GOAL OF THE EXERCISE → The expected output is each line below containing "simple", copied in full.

STORED DATA →
PR #113, opened 2016-07-28
Bloom

gustav1101:
Currently still WIP, but bloom is already fully implemented and working. Currently refactoring code to align it with project standards, making small changes to make code more efficient & easier to read, and implementing possibility to really switch off bloom.


client/src/renderer.rs
```diff
@@ -75,23 +111,161 @@ impl Renderer {
...
+                bloom_blur_horz_buffer.draw(&self.quad_vertex_buffer,
+                          &self.quad_index_buffer,
+                          &self.context.load_program("bloom_blur").unwrap(),
+                          &uniforms_horz_blur,
+                          &Default::default())
+                    .unwrap();
+            } else {
+                bloom_blur_vert_buffer.draw(&self.quad_vertex_buffer,
+                          &self.quad_index_buffer,
+                          &self.context.load_program("bloom_blur").unwrap(),
```
jonas-schievink: You should preload the program and put it in the renderer (or store it in some other struct), this is just horribly slow :D

client/src/renderer.rs
```diff
@@ -75,23 +111,161 @@ impl Renderer {
...
+        // &Default::default())
+        // .unwrap();
+        //
+        // horizontal = false;
+
+        for _ in 0..10 {
+            if horizontal {
+                bloom_blur_horz_buffer.draw(&self.quad_vertex_buffer,
+                          &self.quad_index_buffer,
+                          &self.context.load_program("bloom_blur").unwrap(),
```
jonas-schievink: (see other comment)

client/src/renderer.rs
```diff
@@ -75,23 +111,161 @@ impl Renderer {
...
+        };
+
+
+        let mut target = self.context.get_facade().draw();
+        target.clear_color_and_depth((0.0, 0.0, 0.0, 1.0), 1.0);
+
         target.draw(&self.quad_vertex_buffer,
                   &self.quad_index_buffer,
-                  &self.tonemapping_program,
+                  &self.context.load_program("tonemapping").unwrap(),
```
jonas-schievink: Same here. You already had the tonemapping program in a field.

client/shader/bloom.vert
```diff
@@ -0,0 +1,13 @@
...
+layout(location = 1) in vec2 in_texcoord;
+
+out VertexData {
+    vec2 frag_texcoord;
+} o;
+
+void main() {
+    o.frag_texcoord = in_texcoord;
+    gl_Position = in_position;
+}
```
krschmidt1: bloom.vert, bloom_blending.vert, bloom_blur.vert and tonemapping.vert are all exactly the same. You could instead have only one vertex shader file and use it for several programs. (maybe call it something like screenquad.vert)

jonas-schievink: That only works if the fragment shader has the same name, since the loader looks for `{name}.vert` and `{name}.frag`. So if the fragment shaders are *also* the same it could work.

client/shader/bloom_blending.frag
```diff
@@ -0,0 +1,17 @@
...
+} i;
+
+layout(location = 0) out vec4 out_color;
+
+void main()
+{
+    vec3 hdr_color = texture(world_tex, i.frag_texcoord).rgb;
+    vec3 bloom_color = texture(bloom_tex, i.frag_texcoord).rgb;
+    out_color = vec4(hdr_color + bloom_color, 1.0);
+}
```
krschmidt1: If you don't plan to make this much more complex, this could also be done in the final composition fragment shader (atm: tonemapping.frag). This would save one rendering of the screenquad + some texture read/write

gustav1101:
Travis doesn't complete, closing this and reopening

PR #117, opened 2016-07-28
Bloom

gustav1101:
Clone of #113 

will add possibility to completly disable bloom in the future, but would like to merge this version


client/shader/bloom_filter.frag
```diff
@@ -0,0 +1,21 @@
...
+} i;
+
+layout(location = 0) out vec4 out_color;
+
+void main() {
+    vec3 col = texture(decal_texture, i.frag_texcoord).rgb;
+
+
+    // transform to greyscale for proper brightness
+    if (dot(col, vec3(0.2126, 0.7152, 0.0722)) > 0.5) {
```
jonas-schievink: Where do these values come from? This looks like RGB->YUV conversion on first glance, but the values don't seem to be correct for that. Please add a comment explaining what exactly this does (and maybe add a link).

client/shader/bloom_blur.frag
```diff
@@ -0,0 +1,37 @@
...
+out vec4 FragColor;
+//in vec2 frag_texcoord;
+in VertexData {
+    vec2 frag_texcoord;
+} i;
+uniform sampler2D image;
+
+uniform bool horizontal;
+
+uniform float weight[5] = float[] (0.227027, 0.1945946, 0.1216216, 0.054054, 0.016216);
```
jonas-schievink: Can you add a comment explaining what this shader does exactly? Is this gaussian blur or something else?

client/shader/bloom_blur.frag
```diff
@@ -0,0 +1,37 @@
+#version 330 core
+out vec4 FragColor;
+//in vec2 frag_texcoord;
```
jonas-schievink: Remove this

client/shader/bloom_blending.frag
```diff
@@ -0,0 +1,17 @@
...
+
+in VertexData {
+    vec2 frag_texcoord;
+} i;
+
+layout(location = 0) out vec4 out_color;
+
+void main()
+{
+    vec3 hdr_color = texture(world_tex, i.frag_texcoord).rgb;
```
jonas-schievink: Does bloom care about whether HDR is actually used? If not, `hdr_color` should be named something else, like `world_color`

client/shader/bloom_blur.frag
```diff
@@ -0,0 +1,37 @@
...
+    else
+    {
+        for(int i = 1; i < 5; ++i)
+        {
+            result += texture(image, TexCoords + vec2(0.0, tex_offset.y * i)).rgb * weight[i];
+            result += texture(image, TexCoords - vec2(0.0, tex_offset.y * i)).rgb * weight[i];
+        }
+    }
+    FragColor = vec4(result, 1.0);
+    //FragColor = vec4(TexCoords, 0.0, 1.0);
```
jonas-schievink: Remove commented code here too

client/src/renderer.rs
```diff
@@ -42,19 +50,60 @@ impl Renderer {
...
+                                                          UncompressedFloatFormat::F32F32F32F32,
+                                                          MipmapsOption::NoMipmap,
+                                                          resolution.0,
+                                                          resolution.1)
+            .unwrap();
+
+
+
+        let bloom_blend_tex = Texture2d::empty_with_format(context.get_facade(),
+                                                           UncompressedFloatFormat::F32F32F32F32,
```
jonas-schievink: Do we actually need an alpha channel everywhere? You seem to use it in `bloom_filter.frag` (you assign different values to A), but the next stage, `bloom_blur.frag`, seems to completely ignore it.

client/src/renderer.rs
```diff
@@ -42,19 +50,60 @@ impl Renderer {
...
-        let tonemapping_program = Program::from_source(context.get_facade(),
-                                                       include_str!("tonemapping.vert"),
-                                                       include_str!("tonemapping.frag"),
-                                                       None)
+
+        let bloom_quad_tex = Texture2d::empty_with_format(context.get_facade(),
+                                                          UncompressedFloatFormat::F32F32F32F32,
+                                                          MipmapsOption::NoMipmap,
+                                                          resolution.0,
+                                                          resolution.1)
```
jonas-schievink: We now have a `render_update` method that is called whenever the screen size changes, so this should go in there (maybe we need to rebase first).

client/shader/bloom_blending.frag
gustav1101: Yes, it does. I mean, you could run bloom without HDR, but that would just result in strange effects. Bloom really makes most sense with HDR, and since we can rely on the incoming values actually being HDR (unless someone were to exchange the HDR-buffer and all hdr-textures used in the game) I think this is justified. If you disagree tell me and I'll change it.

client/src/renderer.rs
gustav1101: Tried to change this, but it caused problems and will need time to fix. Will do this when we do optimization and have time.

PR #124, opened 2016-07-29
Basic world shadowing

jonas-schievink:
Plants are not yet affected by shadows (but they *do* cast shadows). We'll do that later, after we wrote a fragment shader we like.

### DIFF
--- a/client/shader/chunk_std.frag
+++ b/client/shader/chunk_std.frag
@@ -1,12 +1,25 @@
 #version 140
 
+in vec4 shadowCoord;
 in vec3 x_color;
 in vec3 surfaceNormal;
 
 out vec3 color;
 
+uniform sampler2D shadow_map;
+
 const vec3 sun = normalize(vec3(1.0, 0.0, 1.0));
+const float SHADOW_BIAS = 0.005;    // Prevent "acne" :D
+const float AMBIENT = 0.1;
+
 void main() {
     float diffuse = max(0.0, dot(sun, surfaceNormal));
-    color = x_color * 0.1 + x_color * diffuse;
+    color = x_color * AMBIENT + x_color * diffuse;
+
+    vec3 lightCoords = shadowCoord.xyz / shadowCoord.w;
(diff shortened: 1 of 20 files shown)


jonas-schievink:
Oh oops, I accidentally the whole branch :bomb: :boom:

jonas-schievink:
Yay for `reflog`!

client/shader/chunk_std.frag
```diff
@@ -1,12 +1,47 @@
...
+            shadowFactor += shadow ? 1.0 : 0.0;
+        }
+    }
+
+    // Height/Width of the square we sample for Percentage Closer Filtering
+    // (in Pixels)
+    const int PCF_PIXELS = 1 + 2 * SHADOW_PCF_RADIUS;
+
+    // Divide by number of pixels we sampled, to get  a range from 0 to 1
+    shadowFactor /= PCF_PIXELS * PCF_PIXELS;
```
LukasKalbertodt: `PCF_PIXELS` is a strange name when it holds the square root of the number of all PCF pixels... but yeah ok

LukasKalbertodt:
You're using a real depth framebuffer, which OpenGL writes`gl_Position.z/gl_Position.w` to. This means the depth distribution is logarithmic, which could decrease accuracy at the back plane. However, this might not matter at all...

client/shader/chunk_std.frag
```diff
@@ -1,12 +1,47 @@
...
 in vec3 x_color;
 in vec3 surfaceNormal;
 
 out vec3 color;
 
+// FIXME This should be a `sampler2DShadow`, but glium doesn't expose it
+uniform sampler2D shadow_map;
+// Shadow map height/width in pixels:
+// TODO Set from Rust code so it's always consistent
+uniform float shadow_map_size = 1024;
```
LukasKalbertodt: I think `textureSize(shadow_map, 0)` should return the correct resolution.

PR #651, opened 2024-01-10
Reset Mapping button in controllers config menu

3alTemp:
## Description
[As suggested by @komasio71](https://discord.com/channels/1001896771347304639/1175427047124897812/1175427047124897812), this implements a "reset" button in the "Configure ``X``" menus that sets your button mappings to their default values. That's it.

https://github.com/efroemling/ballistica/assets/79161340/d5613adf-5777-4bd2-8af6-89479d074aaa

image
image
image

I don't think this requires much explanation; it assists you on wiping your button binds in case you set them to something silly and non-functional, if you're not happy with your current binds, or literally any other reason on which you would need to clear them out. Not a big change but it would be appreciated by tons of people and controllers alike :).

# EFRO NOTE:
## Now, look at this very cool table telling you this is a new feature:


komasio71:
my idea!! :D (this comment was supposed to be posted a week now but anyway)

3alTemp:
I'm too tired to change the whole input reset ordeal into another file, efro please just add your magical ``# pylint: disable=too-many-lines`` if you agree...

efroemling:
This is a great addition; thanks! My one bit of feedback would be that I think the button should be a bit less prominent. I'd prefer to have 'Cancel' and 'Save' be the primary two actions users see. Could the reset button be a more muted color, smaller, and maybe tucked into the bottom or corner? Perhaps similar to the 'advanced' button in the controller window?..

3alTemp:
> This is a great addition; thanks! My one bit of feedback would be that I think the button should be a bit less prominent. I'd prefer to have 'Cancel' and 'Save' be the primary two actions users see. Could the reset button be a more muted color, smaller, and maybe tucked into the bottom or corner? Perhaps similar to the 'advanced' button in the controller window?..
Sure! I'll move the button to a corner real quick! (not as quick as I'll need to make sure it doesn't break on smaller UI sizes 🤠)

efroemling:
Alternately I could see this also working as a menu entry under a '...' button. That would also give us a place to add any other functionality later (and the advanced button could go there too). Just a thought.

3alTemp:
True, I'll follow to that and move them both in there.

3alTemp:
Oh well, I'll leave the CI thing there; I've been trying to install it on VSC for a while, but it keeps plaguing the project with nonsensical ``Mypy(no-any-unimported)`` errors.

efroemling:
Thanks for this!

PR #654, opened 2024-01-12
Meteor Shower minigame end fix

3alTemp:
## Description
Meteor Shower has this really minor bug that "ends" the game twice if you die before the 5 second mark, usually resulting in the ringing sound effect playing twice and in vs teams mode setting the timer to 5.00s after the game finishes. This PR fixes that 🤠.

### Bug footage (sound on!)
https://github.com/efroemling/ballistica/assets/79161340/68173439-aa46-4a2c-89ef-0ae11b9db233

### Fix footage (sound on here too!)
https://github.com/efroemling/ballistica/assets/79161340/b8b824d1-d227-4757-819c-184a14f3cb3c

*A bit laggy because debug builds don't run that well on windo'*

## The table


efroemling:
Thanks for the fix! Ideally the game activity class should cleanly handle the case of being told the game is over multiple times, but that's not really possible with the current api so this gets the job one. 👍

PR #655, opened 2024-01-14
Update spazbot.py

VinniTR:
## Description
BomberBotLite always walks at the same speed like BrawlerBotLite, BomberBot doesn't do that.
ChargerBotPro should'nt have a shield.

## Type of Changes


efroemling:
I think it'd be preferable to keep BomberBotLite's behavior as it is since it's used in a few co-op levels. I'd be fine changing ChargerBotPro to remove the shield though since it's not used in any built-in coop stuff and it makes no sense when ChargerBotProShielded also exists. If you can take out the BomberBotLite bit I'd be happy to pull this in.

VinniTR:
now its ready!

efroemling:
Thanks for this!

PR #659, opened 2024-01-26
 Power-ups affecting melee combat

VinniTR:
## Description
Power-ups are affecting melee combat, why? Because these can be hit, you take knockback and this puts you at a disadvantage, It's like you punch a wall. 
In the case of hitting your opponent who was nearby, the damage will be less than that received by the great immovable box. Thanks to this pr, it will be less complicated to fight near the power-ups placed in the middle.
Also it doesn't make any sense that you can hit powerups and receive knockback if they disappear with touch, I think this makes it easier for you to grab them if you hit them

## Type of Changes

### DIFF
--- a/src/assets/ba_data/python/bascenev1lib/actor/spaz.py
+++ b/src/assets/ba_data/python/bascenev1lib/actor/spaz.py
@@ -13,7 +13,7 @@ from typing_extensions import override
 import bascenev1 as bs
 
 from bascenev1lib.actor.bomb import Bomb, Blast
-from bascenev1lib.actor.powerupbox import PowerupBoxFactory
+from bascenev1lib.actor.powerupbox import PowerupBoxFactory, PowerupBox
 from bascenev1lib.actor.spazfactory import SpazFactory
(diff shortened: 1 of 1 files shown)


VinniTR:
https://github.com/efroemling/ballistica/assets/71152012/b693ad40-22a7-4faa-a52a-130ab20127ec

VinniTR:
actual behavior

https://github.com/efroemling/ballistica/assets/71152012/88e48c88-767a-4200-b3bb-0fed73156e75

SoK05:
Oo this change seems cool! Gives a bit more depth - punch to get the powerup _just a bit_ faster. Neat!

efroemling:
Looks good to me; thanks! In principle I slightly don't like that this adds spaz behavior that is specific to the powerup class (ie: if someone wants to write a replacement powerup class it won't behave the same)... but pragmatically there's lots in spaz that is hard-coded in ways such as this, so we can worry about cleaning things up in scene-v2/etc.

PR #667, opened 2024-03-02
Support IPv6 address on manualtab

brostosjoined:
## Description
This is a simple fix that allows player to use ipv6 addresses on the manual tab to connect to servers and maybe their friends party. The method used earlier `socket.gethostbyname` only supports ipv4 so instead i switched it to `socket.getaddrinfo` that support both protocols.
Some video samples here of before and after.

https://github.com/efroemling/ballistica/assets/67740566/ea2ffe79-82b9-4fe1-8d3a-29723a899b37

https://github.com/efroemling/ballistica/assets/67740566/d3b5c066-adf9-45be-ac4f-30ba7e898c1f

## Type of Changes

### DIFF
--- a/CONTRIBUTORS.md
+++ b/CONTRIBUTORS.md
@@ -50,3 +50,6 @@
 
 ### Rikko
 - Created the original "reject_recently_left_players" plugin
+
+### brostos
+- Added support for joining using ipv6 address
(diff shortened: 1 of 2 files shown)


efroemling:
Thanks for the fix!

PR #671, opened 2024-03-04
HEX support for advanced color picker

3alTemp:
## Description

Derivate from my work-in-progress BombSquad mod. I thought having support for HEX codes in the advanced color picker would be a neat, extra little feature that'd be appreciated by those people who look for more color accuracy (the current advanced color picker always rounds all values to 2 decimals).

https://github.com/efroemling/ballistica/assets/79161340/13365fcc-85e8-4b54-b44e-96a5a6a3e3a9

### NOTE:  For this to work properly, it requires the ``clayStroke`` texture. It was made using a UI window and adding some filters and masks, leaving it gray and texture enough to show the color like the game would.
clayStroke

## Oh no! Our table!


efroemling:
Nice addition!

I think my one nitpick is that it looks a bit broken with the 'clear text' X button overlapping the hex value. Could you widen everything just a bit or shrink that text box a bit or something so that doesn't happen?

3alTemp:
> I think my one nitpick is that it looks a bit broken with the 'clear text' X button overlapping the hex value. Could you widen everything just a bit or shrink that text box a bit or something so that doesn't happen?

That's a fair nitpick; I left it the way it is because the text looks nice centered and overall didn't look that crammed to me, but we could definitely make it space out the text like input queries usually do.

efroemling:
I should mention another fix would be to disable to 'clear text field' button for this widget. I think there's a flag to do that.

3alTemp:
I... did not know that was a thing! 😨

efroemling:
Oh looks like I'm misremembering. It doesn't draw that control in some situations such as when running on TV (since there's no way to press it there). But there's currently no way to explicitly deactivate it. I'll add one right now; should be very simple. Back in a few.

efroemling:
Ok just added an `allow_clear_button` arg to the `textwidget()` call if you'd like to use that. Holler if it doesn't work. 
7c45d16155fd03c138a30a07e3b1c6bde1344672

3alTemp:
It seems to be behaving properly 🤠

efroemling:
Thanks for this!

PR #679, opened 2024-03-15
Profiles icon tweak

3alTemp:
## Description
Profile character icons are rendered as ``buttonwidget``, yet they don't seem to do anything when clicked / tapped.
This commit changes them to ``imagewidget``, moves the profile text to the left and renders the images above them. The change is virtually unperceivable, but now clicking on icons acts as selecting the profile.

## Type'o Change


efroemling:
Thanks for the cleanup!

REPLY TO THE TASK →
This is a simple fix that allows player to use ipv6 addresses on the manual tab to connect to servers and maybe their friends party. The method used earlier `socket.gethostbyname` only supports ipv4 so instead i switched it to `socket.getaddrinfo` that support both protocols.
Oh looks like I'm misremembering. It doesn't draw that control in some situations such as when running on TV (since there's no way to press it there). But there's currently no way to explicitly deactivate it. I'll add one right now; should be very simple. Back in a few.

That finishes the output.